In relation to military architecture, Cooper points to one of the best European engineers in the service of the Emperor: the Italian Benedetto de Ravenna. In any case, the importance of the castle of Sabiote lies in being the first of the preserved Spanish castles to apply the principles of bastioned fortification. If for the military project Cobos had Italian plans or even the direct participation of a military engineer, for the rest of the palatial factory everything points to the intervention of Andrés de Vandelvira. Chueca Goitia thinks that Vandelvira should have had the advice of a specialist in military architecture, leaving the rest in his hands. For our part, and without invalidating such appreciation, we think that both in Sabiote and Canena the participation of the architect Luis de Vega and the sculptor Esteban Jamete is more than likely.

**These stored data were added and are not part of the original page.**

PR #2907, opened 2026-09-05
Align rounding with CSS spec

### LINKED ISSUE #2906: Rounding not aligned with CSS spec
In `css/__init__.py`, the rounding uses the inbuilt Python `round` function, which rounds x.5 to the nearest even number to x. However, the [CSS values spec](https://drafts.csswg.org/css-values-4/#combine-integers) states that x.5 should round towards $+\infty$.

CalculatorAddict:
Aligns rounding in weasyprint.css with [CSS values 4 spec](https://drafts.csswg.org/css-values-4/#combine-integers) by replacing the inbuilt Python `round` function with a `lambda` which algebraically forces rounding upwards rather than the inbuilt's banker rounding.

Edited test coverage to add a case here. I felt it was most natural to add cases to `test_math_functions` rather than add a new test for just the rounding. This required refactoring the Pytest mark to pass in an `expected` argument as well so that I could test that the rounding is correct for both even and odd numbers. This was needed because the old test just checked `isclose(div.width, 100)` which would not have provided sufficient coverage for the new rounding (since it only diverges from Python's inbuilt on odd numbers).

Fixes #2906

### DIFF
--- a/tests/css/test_math.py
+++ b/tests/css/test_math.py
@@ -10,81 +10,85 @@ from ..testing_utils import assert_no_logs, capture_logs, render_pages
 
 
 @assert_no_logs
-@pytest.mark.parametrize('width', [
-    'calc(100px)',
-    'calc(10em)',
-    'calc(50vw)',
-    'calc(20pvh)',
-    'calc(50%)',
-    'calc(10px + 90px)',
-    'calc(5em + 50px)',
-    'calc(2 * 5em)',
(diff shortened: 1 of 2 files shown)


liZe:
I’ll keep your commit as a base and remove the todo, to avoid bots automatically trying to fix that again and again.

I don’t think that we need this huge changes to test something nobody cares about in real life. 😁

Vandelvira, Luis de Vega and Jamete were working for Cobos in the first half of the 16th century in Úbeda and logically the bulk of the direction and execution of the works of the two castles had to fall on them. The essential works of the new Renaissance factory of the castle of Sabiote were developed between the years 1537 to 1543, date this carved in the beautiful shield that presides over the main patio; other interventions have been documented in the seventeenth century, the set being partially ruined in the nineteenth.

The Renaissance castle completely masked the old medieval one by being incorporated and lined with the new curtains, platforms and towers made of regular masonry and ashlar masonry; Mailbox and oval embrasures, espingardas, casemate, crenellated piled up to house beautiful shields, and many other details make the exterior of the Sabiote castle an imposing factory facing the town. The access is ennobled with a doorway with grotesques and the arms of Cobos and María de Mendoza. Once inside, and after crossing a grandiose carpanel arch, the spectacle that is presented to us is somewhat desolate as the ruin floods the complex, especially in the space occupied by the patio and the outbuildings, of which mere vestiges they remember a splendid past.

However, thanks to the cleaning work of the years 1981-82 we can get an idea of ??the wealth and beauty of the patio, since numerous pieces came to light: shafts, bases, bases, capitals, cornices, spandrels, heraldry, balusters, shoes, etc .; This consisted of two pandas on three of its sides, as the fourth is delimited by the great curtain that runs from the keep to the entrance to the fortress; the lower group was articulated with semicircular arches lowered into Ionic columns, the upper one-lintelled- with balustraded parapet, bases, Ionic columns and footings. The quality of the carvings, as well as their perfect stereotomy, make this patio one of the most outstanding pieces of our Renaissance palatial architecture.